Exercise data START

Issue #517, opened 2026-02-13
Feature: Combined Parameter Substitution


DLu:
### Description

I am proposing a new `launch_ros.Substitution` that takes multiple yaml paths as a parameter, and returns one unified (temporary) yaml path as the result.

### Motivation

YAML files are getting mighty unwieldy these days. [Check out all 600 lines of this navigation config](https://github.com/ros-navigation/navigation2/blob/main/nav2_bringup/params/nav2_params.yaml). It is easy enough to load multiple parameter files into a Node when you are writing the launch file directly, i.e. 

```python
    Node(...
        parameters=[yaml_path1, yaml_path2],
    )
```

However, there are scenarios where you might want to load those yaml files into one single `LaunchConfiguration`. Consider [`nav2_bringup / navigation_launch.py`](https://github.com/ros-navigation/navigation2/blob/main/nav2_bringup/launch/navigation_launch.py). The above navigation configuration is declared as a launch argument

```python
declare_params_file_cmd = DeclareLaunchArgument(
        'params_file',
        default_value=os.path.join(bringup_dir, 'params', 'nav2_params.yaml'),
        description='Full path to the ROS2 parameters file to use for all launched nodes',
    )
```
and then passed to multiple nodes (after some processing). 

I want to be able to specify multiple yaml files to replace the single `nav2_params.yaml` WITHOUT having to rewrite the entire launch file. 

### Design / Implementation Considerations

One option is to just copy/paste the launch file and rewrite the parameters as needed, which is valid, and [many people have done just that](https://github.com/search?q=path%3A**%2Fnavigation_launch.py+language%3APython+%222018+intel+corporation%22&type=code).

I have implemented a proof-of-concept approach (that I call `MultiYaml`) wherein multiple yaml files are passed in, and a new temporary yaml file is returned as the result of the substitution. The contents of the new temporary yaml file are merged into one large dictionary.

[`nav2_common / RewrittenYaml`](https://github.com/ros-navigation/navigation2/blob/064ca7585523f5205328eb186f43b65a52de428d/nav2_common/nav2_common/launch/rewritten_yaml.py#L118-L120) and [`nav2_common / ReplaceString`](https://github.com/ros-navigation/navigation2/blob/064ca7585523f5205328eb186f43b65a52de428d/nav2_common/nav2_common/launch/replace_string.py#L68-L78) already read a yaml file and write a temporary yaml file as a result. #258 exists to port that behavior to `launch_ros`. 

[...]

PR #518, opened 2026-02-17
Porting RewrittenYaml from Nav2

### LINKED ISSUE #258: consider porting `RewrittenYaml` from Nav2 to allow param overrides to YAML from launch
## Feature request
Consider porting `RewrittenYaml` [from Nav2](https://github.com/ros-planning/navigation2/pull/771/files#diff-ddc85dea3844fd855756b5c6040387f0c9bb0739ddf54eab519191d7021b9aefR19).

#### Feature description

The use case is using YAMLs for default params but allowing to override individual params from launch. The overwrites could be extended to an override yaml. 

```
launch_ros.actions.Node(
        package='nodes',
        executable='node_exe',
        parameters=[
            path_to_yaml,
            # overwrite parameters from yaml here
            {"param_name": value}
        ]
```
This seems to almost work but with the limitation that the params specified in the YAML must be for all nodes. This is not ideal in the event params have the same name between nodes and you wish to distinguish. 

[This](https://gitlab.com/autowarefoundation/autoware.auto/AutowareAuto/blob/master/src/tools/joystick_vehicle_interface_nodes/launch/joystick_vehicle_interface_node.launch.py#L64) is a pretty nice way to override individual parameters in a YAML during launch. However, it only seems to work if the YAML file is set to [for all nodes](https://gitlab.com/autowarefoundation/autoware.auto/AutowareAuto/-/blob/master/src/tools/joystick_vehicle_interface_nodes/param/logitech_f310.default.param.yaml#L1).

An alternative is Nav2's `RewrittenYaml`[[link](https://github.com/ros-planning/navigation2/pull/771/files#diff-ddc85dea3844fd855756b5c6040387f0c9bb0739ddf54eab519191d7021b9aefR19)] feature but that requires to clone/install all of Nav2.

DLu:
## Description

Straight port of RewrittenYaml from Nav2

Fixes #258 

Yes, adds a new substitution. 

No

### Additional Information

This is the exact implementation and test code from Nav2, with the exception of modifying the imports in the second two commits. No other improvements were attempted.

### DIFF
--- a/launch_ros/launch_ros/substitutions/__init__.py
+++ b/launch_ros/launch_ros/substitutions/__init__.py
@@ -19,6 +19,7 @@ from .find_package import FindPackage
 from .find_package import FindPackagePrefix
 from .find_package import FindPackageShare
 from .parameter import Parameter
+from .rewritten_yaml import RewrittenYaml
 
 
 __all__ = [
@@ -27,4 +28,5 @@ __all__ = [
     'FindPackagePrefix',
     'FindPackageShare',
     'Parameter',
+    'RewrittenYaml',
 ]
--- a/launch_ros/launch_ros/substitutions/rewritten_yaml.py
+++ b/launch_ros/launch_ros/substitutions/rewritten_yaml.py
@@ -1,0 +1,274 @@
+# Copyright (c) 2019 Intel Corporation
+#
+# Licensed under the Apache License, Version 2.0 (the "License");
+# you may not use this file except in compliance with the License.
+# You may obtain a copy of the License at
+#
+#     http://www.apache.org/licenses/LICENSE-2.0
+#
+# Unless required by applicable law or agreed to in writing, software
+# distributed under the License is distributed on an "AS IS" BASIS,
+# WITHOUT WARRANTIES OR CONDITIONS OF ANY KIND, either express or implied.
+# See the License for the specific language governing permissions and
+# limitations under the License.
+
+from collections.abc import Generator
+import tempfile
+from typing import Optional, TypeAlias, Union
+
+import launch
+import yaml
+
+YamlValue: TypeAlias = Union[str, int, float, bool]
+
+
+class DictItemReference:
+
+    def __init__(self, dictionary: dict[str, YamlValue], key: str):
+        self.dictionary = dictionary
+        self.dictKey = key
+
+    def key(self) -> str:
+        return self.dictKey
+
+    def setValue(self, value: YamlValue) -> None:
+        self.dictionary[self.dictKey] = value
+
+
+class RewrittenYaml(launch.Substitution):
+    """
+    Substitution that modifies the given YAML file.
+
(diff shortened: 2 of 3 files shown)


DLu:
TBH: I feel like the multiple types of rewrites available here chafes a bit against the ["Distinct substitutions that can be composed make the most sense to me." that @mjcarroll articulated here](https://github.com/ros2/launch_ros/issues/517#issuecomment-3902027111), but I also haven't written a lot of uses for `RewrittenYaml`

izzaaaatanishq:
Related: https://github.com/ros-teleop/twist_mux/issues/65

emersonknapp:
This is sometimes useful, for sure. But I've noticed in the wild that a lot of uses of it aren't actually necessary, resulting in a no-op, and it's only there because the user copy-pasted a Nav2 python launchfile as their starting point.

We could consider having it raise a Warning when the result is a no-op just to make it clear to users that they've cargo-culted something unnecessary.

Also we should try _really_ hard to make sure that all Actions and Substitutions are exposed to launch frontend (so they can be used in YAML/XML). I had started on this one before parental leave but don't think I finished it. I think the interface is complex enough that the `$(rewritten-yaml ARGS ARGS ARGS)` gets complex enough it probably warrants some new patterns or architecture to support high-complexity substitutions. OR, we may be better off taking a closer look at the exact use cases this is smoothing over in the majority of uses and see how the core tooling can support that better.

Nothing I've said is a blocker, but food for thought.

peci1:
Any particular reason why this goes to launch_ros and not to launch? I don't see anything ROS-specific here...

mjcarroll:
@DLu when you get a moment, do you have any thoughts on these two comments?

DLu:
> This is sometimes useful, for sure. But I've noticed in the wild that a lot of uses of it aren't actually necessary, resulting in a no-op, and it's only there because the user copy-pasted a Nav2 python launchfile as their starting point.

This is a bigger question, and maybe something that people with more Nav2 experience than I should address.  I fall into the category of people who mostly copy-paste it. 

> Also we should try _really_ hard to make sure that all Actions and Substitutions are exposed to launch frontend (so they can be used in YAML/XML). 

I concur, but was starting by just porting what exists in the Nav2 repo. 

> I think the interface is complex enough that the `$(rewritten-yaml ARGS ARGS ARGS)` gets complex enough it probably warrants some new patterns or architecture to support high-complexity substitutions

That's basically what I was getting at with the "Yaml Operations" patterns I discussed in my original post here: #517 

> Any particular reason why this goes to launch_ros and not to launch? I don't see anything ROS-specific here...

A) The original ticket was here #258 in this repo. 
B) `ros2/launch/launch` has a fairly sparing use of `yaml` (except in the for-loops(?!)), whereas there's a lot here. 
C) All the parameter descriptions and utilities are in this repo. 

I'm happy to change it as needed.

Exercise data END
Exercise data START

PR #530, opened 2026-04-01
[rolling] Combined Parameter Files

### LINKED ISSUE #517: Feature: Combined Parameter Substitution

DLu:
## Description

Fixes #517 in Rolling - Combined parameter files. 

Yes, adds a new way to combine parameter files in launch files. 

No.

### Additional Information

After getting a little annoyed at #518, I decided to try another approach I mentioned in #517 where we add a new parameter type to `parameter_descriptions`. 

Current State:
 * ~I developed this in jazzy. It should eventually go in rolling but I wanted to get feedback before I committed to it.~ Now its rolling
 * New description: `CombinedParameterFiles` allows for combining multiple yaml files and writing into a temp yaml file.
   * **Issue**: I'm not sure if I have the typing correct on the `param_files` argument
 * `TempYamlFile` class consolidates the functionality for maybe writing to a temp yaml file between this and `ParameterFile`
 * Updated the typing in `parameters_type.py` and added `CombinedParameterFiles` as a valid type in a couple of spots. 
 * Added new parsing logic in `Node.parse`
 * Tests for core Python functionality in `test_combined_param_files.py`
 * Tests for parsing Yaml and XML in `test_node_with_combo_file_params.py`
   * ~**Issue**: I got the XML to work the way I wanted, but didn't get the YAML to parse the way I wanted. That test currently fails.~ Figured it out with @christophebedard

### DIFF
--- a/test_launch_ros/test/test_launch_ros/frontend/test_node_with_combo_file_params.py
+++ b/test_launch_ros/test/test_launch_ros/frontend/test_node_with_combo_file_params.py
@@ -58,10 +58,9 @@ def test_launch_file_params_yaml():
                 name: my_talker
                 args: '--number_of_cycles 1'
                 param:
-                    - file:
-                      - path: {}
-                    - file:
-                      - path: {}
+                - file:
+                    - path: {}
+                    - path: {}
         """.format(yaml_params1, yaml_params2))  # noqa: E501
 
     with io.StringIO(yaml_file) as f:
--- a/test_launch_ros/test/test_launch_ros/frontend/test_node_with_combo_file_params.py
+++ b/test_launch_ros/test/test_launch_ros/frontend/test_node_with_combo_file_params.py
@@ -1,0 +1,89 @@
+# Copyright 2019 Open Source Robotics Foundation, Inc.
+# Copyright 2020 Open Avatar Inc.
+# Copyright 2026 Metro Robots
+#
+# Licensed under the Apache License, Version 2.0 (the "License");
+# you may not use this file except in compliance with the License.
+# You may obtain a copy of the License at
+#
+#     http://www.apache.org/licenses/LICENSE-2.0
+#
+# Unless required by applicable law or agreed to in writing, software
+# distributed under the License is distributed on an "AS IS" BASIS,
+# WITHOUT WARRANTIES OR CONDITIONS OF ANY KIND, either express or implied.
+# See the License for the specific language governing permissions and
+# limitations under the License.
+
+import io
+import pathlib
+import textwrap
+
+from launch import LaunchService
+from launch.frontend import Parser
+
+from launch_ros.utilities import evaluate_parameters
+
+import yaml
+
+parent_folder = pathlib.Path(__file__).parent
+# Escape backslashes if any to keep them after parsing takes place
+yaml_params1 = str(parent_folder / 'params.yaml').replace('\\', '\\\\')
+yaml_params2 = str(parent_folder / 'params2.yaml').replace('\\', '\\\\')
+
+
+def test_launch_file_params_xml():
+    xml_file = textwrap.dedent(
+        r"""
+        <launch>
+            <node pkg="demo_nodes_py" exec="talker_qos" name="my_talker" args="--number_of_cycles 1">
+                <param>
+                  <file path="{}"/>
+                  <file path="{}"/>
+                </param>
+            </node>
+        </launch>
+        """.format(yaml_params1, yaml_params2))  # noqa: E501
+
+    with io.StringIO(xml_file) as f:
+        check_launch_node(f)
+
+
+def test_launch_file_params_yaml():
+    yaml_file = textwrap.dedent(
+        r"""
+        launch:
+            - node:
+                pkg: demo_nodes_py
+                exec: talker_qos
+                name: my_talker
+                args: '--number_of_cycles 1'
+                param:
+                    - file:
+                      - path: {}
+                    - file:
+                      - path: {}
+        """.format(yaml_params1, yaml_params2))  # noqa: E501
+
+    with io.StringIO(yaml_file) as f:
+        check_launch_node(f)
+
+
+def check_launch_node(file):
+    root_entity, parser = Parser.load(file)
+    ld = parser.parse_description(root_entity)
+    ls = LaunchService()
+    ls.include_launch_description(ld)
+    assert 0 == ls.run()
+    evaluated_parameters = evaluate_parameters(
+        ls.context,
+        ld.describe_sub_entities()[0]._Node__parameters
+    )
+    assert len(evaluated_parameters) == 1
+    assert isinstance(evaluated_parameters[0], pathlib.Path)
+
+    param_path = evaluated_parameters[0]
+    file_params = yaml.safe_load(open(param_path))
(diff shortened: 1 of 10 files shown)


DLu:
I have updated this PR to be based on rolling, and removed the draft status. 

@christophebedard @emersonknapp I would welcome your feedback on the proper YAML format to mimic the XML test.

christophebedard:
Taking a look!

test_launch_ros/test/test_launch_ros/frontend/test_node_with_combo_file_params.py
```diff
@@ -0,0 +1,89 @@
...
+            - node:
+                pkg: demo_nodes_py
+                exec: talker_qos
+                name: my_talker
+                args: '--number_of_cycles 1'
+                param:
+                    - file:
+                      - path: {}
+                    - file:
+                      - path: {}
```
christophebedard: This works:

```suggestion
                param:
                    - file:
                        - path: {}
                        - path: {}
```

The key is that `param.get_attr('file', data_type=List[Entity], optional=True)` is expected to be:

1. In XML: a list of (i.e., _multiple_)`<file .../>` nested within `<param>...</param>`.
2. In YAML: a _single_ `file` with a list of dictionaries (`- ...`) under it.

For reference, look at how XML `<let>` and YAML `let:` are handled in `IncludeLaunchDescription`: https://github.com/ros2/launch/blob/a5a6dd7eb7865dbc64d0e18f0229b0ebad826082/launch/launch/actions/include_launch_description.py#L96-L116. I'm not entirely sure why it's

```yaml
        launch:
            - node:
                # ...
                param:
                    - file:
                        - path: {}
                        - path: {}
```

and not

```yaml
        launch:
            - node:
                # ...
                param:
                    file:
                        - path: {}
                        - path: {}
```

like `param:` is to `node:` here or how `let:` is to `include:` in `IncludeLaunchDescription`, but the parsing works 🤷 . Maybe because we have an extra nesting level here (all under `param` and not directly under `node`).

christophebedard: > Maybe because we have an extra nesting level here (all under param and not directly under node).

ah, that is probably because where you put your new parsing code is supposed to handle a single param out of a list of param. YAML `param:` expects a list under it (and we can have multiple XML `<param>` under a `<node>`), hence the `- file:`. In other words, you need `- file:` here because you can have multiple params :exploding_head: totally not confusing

Exercise data END

Task directions>
Go through the records above. Copy each line in which the string "make" appears.

Response to this exercise>
TBH: I feel like the multiple types of rewrites available here chafes a bit against the ["Distinct substitutions that can be composed make the most sense to me." that @mjcarroll articulated here](https://github.com/ros2/launch_ros/issues/517#issuecomment-3902027111), but I also haven't written a lot of uses for `RewrittenYaml`
We could consider having it raise a Warning when the result is a no-op just to make it clear to users that they've cargo-culted something unnecessary.
Also we should try _really_ hard to make sure that all Actions and Substitutions are exposed to launch frontend (so they can be used in YAML/XML). I had started on this one before parental leave but don't think I finished it. I think the interface is complex enough that the `$(rewritten-yaml ARGS ARGS ARGS)` gets complex enough it probably warrants some new patterns or architecture to support high-complexity substitutions. OR, we may be better off taking a closer look at the exact use cases this is smoothing over in the majority of uses and see how the core tooling can support that better.
> Also we should try _really_ hard to make sure that all Actions and Substitutions are exposed to launch frontend (so they can be used in YAML/XML). 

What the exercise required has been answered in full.